Yet this was, by no means, his highest quality as a soldier. He was unsurpassed in drill, and as a disciplinarian I have not known his equal. A regiment or a brigade in his hands was a machine, where all parts worked together in thorough efficiency and smoothest harmony. He set an example of industry, promptness and self-control, and created and maintained similar qualities in his subordinates. Nor were his military traits, great as they were, superior or even equal to his social ones. The most obvious of these was his justice. I have never known any one, however a stranger to Gen. Gregg, however unsympathetic with him, who was not impressed, in his every action, with his plain, careful, unswerving, unselfish equity. If he was Ney on the battle-field, he was Rhadamanthus in judgment.

His intellect was first-rate. He handled nothing that he did not master. In addition to the profession of the law, he was intimate with the classics, especially Greek literature and philosophy, with the general branches which constitute an elegant education, and even pushed his inquiries into the less inviting sciences of botany and ornithology. He had an observatory constructed on his house in Columbia, for astronomical purposes.
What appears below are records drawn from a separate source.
PR #13273, opened 2022-05-10
fix(client): Accept strings inside of decimal lists

### LINKED ISSUE #11674: Can't save string to Decimals list

SevInf:
I believe #13272 would've been a better way to solve it, but if we want quicker and less risky fix, then this PR will work too.

Fix #11674

### DIFF
--- a/packages/client/src/__tests__/query/decimal.test.ts
+++ b/packages/client/src/__tests__/query/decimal.test.ts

So far the world knows him. The features of the head, and the harder qualities of the heart, employed in the daily

affairs of life, were patent to all. Around the inner circle of sentiment, natural modesty or prudent reserve had drawn a line impassable to most men. Hence many, who knew him long and admired him highly, were accustomed to regard him as rather deficient in gentle and delicate emotions. I think that I have reason to assert, that no man was more generous, more confiding (when any one at all deserved it), more tender, even, than Gen. Gregg. He was, through life, a most dutiful and attentive son, a most affectionate brother; and in the army he had many of the warmest attachments. After the battle of Cold Harbor I saw him weeping bitterly over the graves of members of his old regiment.

Of his religious sentiments, I know little, personally. But there is every reason to believe that he died a serene and happy Christian. His last message to his sisters was, that they must not grieve for him, but prepare to meet him in heaven!

General Gregg was never married.

His body was interred in the burial-ground of the First Presbyterian Church, at Columbia, South Carolina.

During the night of the 13th, the Confederates threw up small defences at exposed points along the line, and prepared for a renewal of the battle. This brigade felled a few trees and formed a rude breastwork—the first thing of the kind we ever lay behind, if my memory serves me. But the enemy, after lying in a threatening attitude before us for three days, betook themselves, during the night of the 16th, to the north side of the Rappahannock. Fredericksburg and all the positions formerly held by us were re-occupied at once.

A. P. Hill's division, with the rest of Jackson's corps, moved down the Rappahannock. This division was placed in camp near Moss Neck, about eight miles from Fredericksburg, where, towards the close of the month, it erected winter-quarters and turned in to hibernate, after a year of infinite labor and danger.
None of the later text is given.